Data records>
PR #2395, opened 2017-01-25
Increase CONFIG_NR_CPUS to support Intel Xeon Phi

jakub-d:
Fixes https://github.com/coreos/bugs/issues/1771


glevand:
It would be nice to see the increase in kernel size with this change.  If possible, could you post the before and after output of the toolchain's ```size``` utility?  In the SDK that would be ```x86_64-cros-linux-gnu-size```.

glevand:
The upstream defconfig for arm64 does not specify a CONFIG_NR_CPUS value, and so defaults to 64.  I think that, or specifying 128 would be enough for arm64.

jakub-d:
> It would be nice to see the increase in kernel size with this change. If possible, could you post the before and after output of the toolchain's size utility? In the SDK that would be x86_64-cros-linux-gnu-size.

@glevand - against which file you want me to run the `x86_64-cros-linux-gnu-size`?

Here are the Kernel sizes:

```
 # zgrep CONFIG_NR_CPUS /proc/config.gz
CONFIG_NR_CPUS=128
# ls -l /boot/coreos/vmlinuz-a
-rwxr-xr-x. 1 root root 34415576 Jan 25 21:58 /boot/coreos/vmlinuz-a
```

```
 # zgrep CONFIG_NR_CPUS /proc/config.gz
CONFIG_NR_CPUS=512
# ls -l /boot/coreos/vmlinuz-a
-rwxr-xr-x. 1 root root 34923864 Jan 26  2017 /boot/coreos/vmlinuz-a
```

This PR does not bump Kernel revision. I don't know how to do it.

jakub-d:
@glevand-- is there anything I can do to move forward with this PR?

crawford:
@glevand Is there concern around the image size? I'm inclined to just bump it for both platforms, but I could be easily convinced to keep them seperate.

@jakub-d Both coreos-modules and coreos-kernel need to be bumped. `coreos-modules-4.8.17.ebuild` (which is implicitly `coreos-modules-4.8.17-r0.ebuild`) needs to be renamed to `coreos-modules-4.8.17-r1.ebuild`. The same goes for coreos-kernel.

glevand:
@crawford I think it is OK to set them both at 512. We can always set it smaller later.

jakub-d:
@crawford @glevand - thank you for the instructions.  Let me know if the change is now correct.

crawford:
@jakub-d looks good. Can you just update the commit message to match our format? Something like "sys-kernel/coreos-kernel: blah blah".

crawford:
Superseded by https://github.com/coreos/coreos-overlay/pull/2410. I want to get this in to the next Alpha.

PR #2414, opened 2017-02-05
sys-libs/ncurses: add rxvt-unicode-256color

sherter:
Every once in a while, I stumble upon this error message because the terminfo for `rxvt-unicode-256color` is missing in CoreOS:
```
WARNING: terminal is not fully functional
-  (press RETURN)
```

`rxvt-unicode` is a quite popular terminal emulator and, at least on [Arch](https://git.archlinux.org/svntogit/community.git/tree/trunk/PKGBUILD?h=packages/rxvt-unicode#n32), compiled with [`--enable-256-color`](http://cvs.schmorp.de/rxvt-unicode/README.configure?view=markup#l240). I figured it's worth a try to get this fix upstream instead of working around this problem over and over again...


sherter:
@euank I've changed the filename (this is all I have to do, right?) and squashed the commits.

PR #2553, opened 2017-04-27
app-admin/flannel-wrapper: update timeouts & update version

euank:
See https://github.com/coreos/bugs/issues/1833 where this was requested.

This has become more important with the more recent flannel releases
including kubernetes and becoming larger as well.

The value of 5 minutes is arbitrarily chosen as a reasonable increase
over the default 90s.


euank:
Oops, didn't bump the ebuild revision. One sec...

PR #2554, opened 2017-04-28
sys-boot/grub: bump to 2.02

dm0-:
Should something be done for existing SDKs to detect this version is actually newer?


marineam:
Portage understands the _beta suffix so the upgrade should work properly.

dm0-:
Upstream added the subslot, and I left it there when messing with it to see if it would rebuild.  It can be dropped if it's not needed.

PR #2557, opened 2017-05-03
dev-db/etcd: remove etcd 0.4.9

crawford:


coreos-base/coreos/coreos-0.0.1.ebuild
```diff
@@ -100,6 +86,7 @@ RDEPEND="${RDEPEND}
 	)"
 
 RDEPEND="${RDEPEND}
+	amd64? ( app-admin/etcd-wrapper )
```
dm0-: Was this dependent on the architecture before?

coreos-base/coreos/coreos-0.0.1.ebuild
```diff
@@ -9,7 +9,7 @@ HOMEPAGE="http://coreos.com"
 LICENSE="GPL-2"
 SLOT="0"
 KEYWORDS="amd64 arm arm64 x86"
-IUSE="etcd_protocols_1 etcd_protocols_2 selinux"
```
dm0-: The arm64 profile still references `etcd_protocols_1`, which should be dropped.

coreos-base/coreos/coreos-0.0.1.ebuild
dm0-: Actually, as of #2520, it looks like it is intended to be enabled on arm64.

glevand: Yes, we want etcd-wrapper on arm64.  We should get an arm64 quay.io image in the next etcd release.
See https://quay.io/repository/coreos/etcd?tab=tags.

crawford: Ah, I branched before #2520 was merged. I've updated it to unconditionally include etcd-wrapper.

What to work on>
The answer must consist of every line from the listing above that includes the word "know".

Answer section>
This PR does not bump Kernel revision. I don't know how to do it.
@crawford @glevand - thank you for the instructions.  Let me know if the change is now correct.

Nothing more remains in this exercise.